Start of Block
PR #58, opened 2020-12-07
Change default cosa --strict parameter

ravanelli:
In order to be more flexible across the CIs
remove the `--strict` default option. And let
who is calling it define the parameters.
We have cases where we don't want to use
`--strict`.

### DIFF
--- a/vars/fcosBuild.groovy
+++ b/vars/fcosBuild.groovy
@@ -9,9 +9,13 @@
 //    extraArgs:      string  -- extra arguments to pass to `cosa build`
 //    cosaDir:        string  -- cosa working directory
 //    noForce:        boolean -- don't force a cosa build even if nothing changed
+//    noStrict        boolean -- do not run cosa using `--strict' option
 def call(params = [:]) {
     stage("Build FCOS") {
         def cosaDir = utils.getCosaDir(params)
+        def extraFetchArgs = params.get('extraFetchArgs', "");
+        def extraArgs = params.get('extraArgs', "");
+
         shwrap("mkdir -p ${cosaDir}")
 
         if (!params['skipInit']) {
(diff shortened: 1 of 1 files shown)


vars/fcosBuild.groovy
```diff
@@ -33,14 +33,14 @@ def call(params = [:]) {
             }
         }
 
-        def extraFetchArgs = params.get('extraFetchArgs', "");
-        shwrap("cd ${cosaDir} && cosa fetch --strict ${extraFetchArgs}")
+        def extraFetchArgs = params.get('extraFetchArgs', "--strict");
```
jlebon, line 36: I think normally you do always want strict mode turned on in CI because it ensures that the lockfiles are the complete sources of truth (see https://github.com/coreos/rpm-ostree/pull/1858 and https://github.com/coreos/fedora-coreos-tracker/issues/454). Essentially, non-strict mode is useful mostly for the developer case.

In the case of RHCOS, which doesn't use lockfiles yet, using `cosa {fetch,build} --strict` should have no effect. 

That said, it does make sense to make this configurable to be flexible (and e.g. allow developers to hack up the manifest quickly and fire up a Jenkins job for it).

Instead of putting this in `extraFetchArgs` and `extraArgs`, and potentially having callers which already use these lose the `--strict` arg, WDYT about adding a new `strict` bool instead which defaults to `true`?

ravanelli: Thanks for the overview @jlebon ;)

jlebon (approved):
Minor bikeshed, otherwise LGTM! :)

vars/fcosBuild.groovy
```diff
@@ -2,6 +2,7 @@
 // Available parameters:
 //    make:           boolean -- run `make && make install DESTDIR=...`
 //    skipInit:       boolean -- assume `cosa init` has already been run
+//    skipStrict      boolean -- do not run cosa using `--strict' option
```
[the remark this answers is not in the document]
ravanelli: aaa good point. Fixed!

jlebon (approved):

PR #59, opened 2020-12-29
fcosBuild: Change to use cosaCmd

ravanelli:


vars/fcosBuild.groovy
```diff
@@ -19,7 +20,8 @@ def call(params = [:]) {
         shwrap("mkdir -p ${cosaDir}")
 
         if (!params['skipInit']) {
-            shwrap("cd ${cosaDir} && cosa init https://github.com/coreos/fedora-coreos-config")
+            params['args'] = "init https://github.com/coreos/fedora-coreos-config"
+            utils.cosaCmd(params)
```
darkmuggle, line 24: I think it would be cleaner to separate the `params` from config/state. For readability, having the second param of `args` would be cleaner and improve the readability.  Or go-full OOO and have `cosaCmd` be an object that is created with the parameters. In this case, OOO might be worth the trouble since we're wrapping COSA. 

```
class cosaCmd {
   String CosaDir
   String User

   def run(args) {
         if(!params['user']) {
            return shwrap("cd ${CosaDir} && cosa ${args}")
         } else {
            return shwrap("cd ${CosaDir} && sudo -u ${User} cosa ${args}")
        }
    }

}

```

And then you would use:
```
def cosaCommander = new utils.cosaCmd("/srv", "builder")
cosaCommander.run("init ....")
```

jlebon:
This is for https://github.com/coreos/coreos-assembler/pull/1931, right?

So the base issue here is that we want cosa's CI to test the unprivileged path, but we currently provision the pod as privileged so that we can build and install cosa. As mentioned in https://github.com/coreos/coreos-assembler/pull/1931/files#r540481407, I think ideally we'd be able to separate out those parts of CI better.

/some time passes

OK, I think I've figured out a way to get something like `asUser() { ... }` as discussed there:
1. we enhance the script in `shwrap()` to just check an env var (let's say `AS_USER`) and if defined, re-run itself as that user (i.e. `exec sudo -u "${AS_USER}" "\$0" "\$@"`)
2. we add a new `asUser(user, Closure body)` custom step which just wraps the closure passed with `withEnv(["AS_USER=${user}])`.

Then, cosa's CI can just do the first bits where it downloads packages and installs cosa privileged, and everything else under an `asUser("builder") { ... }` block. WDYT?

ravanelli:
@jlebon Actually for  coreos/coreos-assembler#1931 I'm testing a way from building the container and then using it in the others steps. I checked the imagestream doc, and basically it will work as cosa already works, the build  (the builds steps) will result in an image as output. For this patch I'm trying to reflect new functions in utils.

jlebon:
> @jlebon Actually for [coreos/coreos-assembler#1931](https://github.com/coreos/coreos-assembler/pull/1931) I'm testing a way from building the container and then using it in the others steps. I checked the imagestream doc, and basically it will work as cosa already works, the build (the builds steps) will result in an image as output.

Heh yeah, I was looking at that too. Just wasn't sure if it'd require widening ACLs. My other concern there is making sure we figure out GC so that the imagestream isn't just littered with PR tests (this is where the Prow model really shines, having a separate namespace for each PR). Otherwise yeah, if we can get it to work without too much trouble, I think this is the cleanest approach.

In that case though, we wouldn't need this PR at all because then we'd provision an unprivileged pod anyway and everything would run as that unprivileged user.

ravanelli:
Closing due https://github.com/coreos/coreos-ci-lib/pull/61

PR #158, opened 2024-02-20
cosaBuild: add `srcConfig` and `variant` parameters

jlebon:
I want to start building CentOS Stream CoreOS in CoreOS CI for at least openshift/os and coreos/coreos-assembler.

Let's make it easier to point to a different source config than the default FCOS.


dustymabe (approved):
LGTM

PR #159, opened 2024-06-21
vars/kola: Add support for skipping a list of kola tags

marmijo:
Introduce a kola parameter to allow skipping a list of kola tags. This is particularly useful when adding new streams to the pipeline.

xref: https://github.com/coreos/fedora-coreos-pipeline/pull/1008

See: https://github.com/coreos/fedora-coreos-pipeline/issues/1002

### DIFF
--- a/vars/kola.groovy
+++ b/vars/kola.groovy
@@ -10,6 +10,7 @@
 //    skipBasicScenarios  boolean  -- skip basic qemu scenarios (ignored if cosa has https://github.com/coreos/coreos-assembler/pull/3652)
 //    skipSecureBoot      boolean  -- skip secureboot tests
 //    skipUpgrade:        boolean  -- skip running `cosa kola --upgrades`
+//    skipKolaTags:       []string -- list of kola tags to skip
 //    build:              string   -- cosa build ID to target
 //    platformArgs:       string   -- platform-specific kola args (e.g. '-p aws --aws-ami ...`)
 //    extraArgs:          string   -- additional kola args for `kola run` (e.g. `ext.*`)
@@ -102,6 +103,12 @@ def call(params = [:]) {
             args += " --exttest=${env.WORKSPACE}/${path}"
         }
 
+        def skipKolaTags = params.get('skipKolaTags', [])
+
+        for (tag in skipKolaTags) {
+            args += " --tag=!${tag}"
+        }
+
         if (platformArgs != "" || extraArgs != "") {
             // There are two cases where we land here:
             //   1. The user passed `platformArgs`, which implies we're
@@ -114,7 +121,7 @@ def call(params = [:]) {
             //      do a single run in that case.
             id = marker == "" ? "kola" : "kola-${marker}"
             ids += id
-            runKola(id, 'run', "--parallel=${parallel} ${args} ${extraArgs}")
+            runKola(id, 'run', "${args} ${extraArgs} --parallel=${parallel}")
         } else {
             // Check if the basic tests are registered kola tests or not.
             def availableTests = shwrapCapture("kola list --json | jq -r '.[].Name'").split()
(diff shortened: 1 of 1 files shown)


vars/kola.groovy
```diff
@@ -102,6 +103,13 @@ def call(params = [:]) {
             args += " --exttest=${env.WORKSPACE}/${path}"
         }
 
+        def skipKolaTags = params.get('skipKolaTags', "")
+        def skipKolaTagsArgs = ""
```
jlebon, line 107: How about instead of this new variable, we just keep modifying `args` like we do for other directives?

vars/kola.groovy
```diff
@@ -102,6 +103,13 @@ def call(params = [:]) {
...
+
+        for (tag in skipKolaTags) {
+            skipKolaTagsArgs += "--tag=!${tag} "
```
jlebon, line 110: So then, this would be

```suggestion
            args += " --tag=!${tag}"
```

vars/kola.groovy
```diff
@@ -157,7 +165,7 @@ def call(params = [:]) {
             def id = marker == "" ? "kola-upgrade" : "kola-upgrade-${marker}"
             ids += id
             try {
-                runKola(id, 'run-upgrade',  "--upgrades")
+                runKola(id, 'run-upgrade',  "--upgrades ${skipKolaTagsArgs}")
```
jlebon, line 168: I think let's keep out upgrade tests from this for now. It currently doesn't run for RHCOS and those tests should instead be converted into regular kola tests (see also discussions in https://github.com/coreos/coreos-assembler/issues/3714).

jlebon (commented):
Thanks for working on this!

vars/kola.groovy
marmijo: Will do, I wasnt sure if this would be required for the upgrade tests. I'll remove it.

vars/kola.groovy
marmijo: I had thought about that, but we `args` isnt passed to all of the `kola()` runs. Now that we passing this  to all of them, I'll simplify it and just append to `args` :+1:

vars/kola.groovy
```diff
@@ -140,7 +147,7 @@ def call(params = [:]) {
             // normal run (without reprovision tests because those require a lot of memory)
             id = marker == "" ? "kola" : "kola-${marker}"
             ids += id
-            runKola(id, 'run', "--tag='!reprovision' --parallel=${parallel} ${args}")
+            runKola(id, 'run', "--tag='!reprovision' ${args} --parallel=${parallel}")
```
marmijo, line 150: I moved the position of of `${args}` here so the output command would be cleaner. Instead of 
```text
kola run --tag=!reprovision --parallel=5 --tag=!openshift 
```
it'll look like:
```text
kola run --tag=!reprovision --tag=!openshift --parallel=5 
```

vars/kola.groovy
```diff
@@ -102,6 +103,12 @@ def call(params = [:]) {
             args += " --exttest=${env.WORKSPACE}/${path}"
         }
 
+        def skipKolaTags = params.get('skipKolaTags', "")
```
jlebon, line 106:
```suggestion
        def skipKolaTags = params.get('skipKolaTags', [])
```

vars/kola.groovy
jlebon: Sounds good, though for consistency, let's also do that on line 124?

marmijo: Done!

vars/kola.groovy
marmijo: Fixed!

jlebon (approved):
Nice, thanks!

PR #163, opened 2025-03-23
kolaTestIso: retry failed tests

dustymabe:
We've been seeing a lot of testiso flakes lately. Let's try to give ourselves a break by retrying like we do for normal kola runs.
End of Block
• TRY IT
Which lines above hold the string "checked"? Copy every one of them.

• ANSWER SPACE
@jlebon Actually for  coreos/coreos-assembler#1931 I'm testing a way from building the container and then using it in the others steps. I checked the imagestream doc, and basically it will work as cosa already works, the build  (the builds steps) will result in an image as output. For this patch I'm trying to reflect new functions in utils.
> @jlebon Actually for [coreos/coreos-assembler#1931](https://github.com/coreos/coreos-assembler/pull/1931) I'm testing a way from building the container and then using it in the others steps. I checked the imagestream doc, and basically it will work as cosa already works, the build (the builds steps) will result in an image as output.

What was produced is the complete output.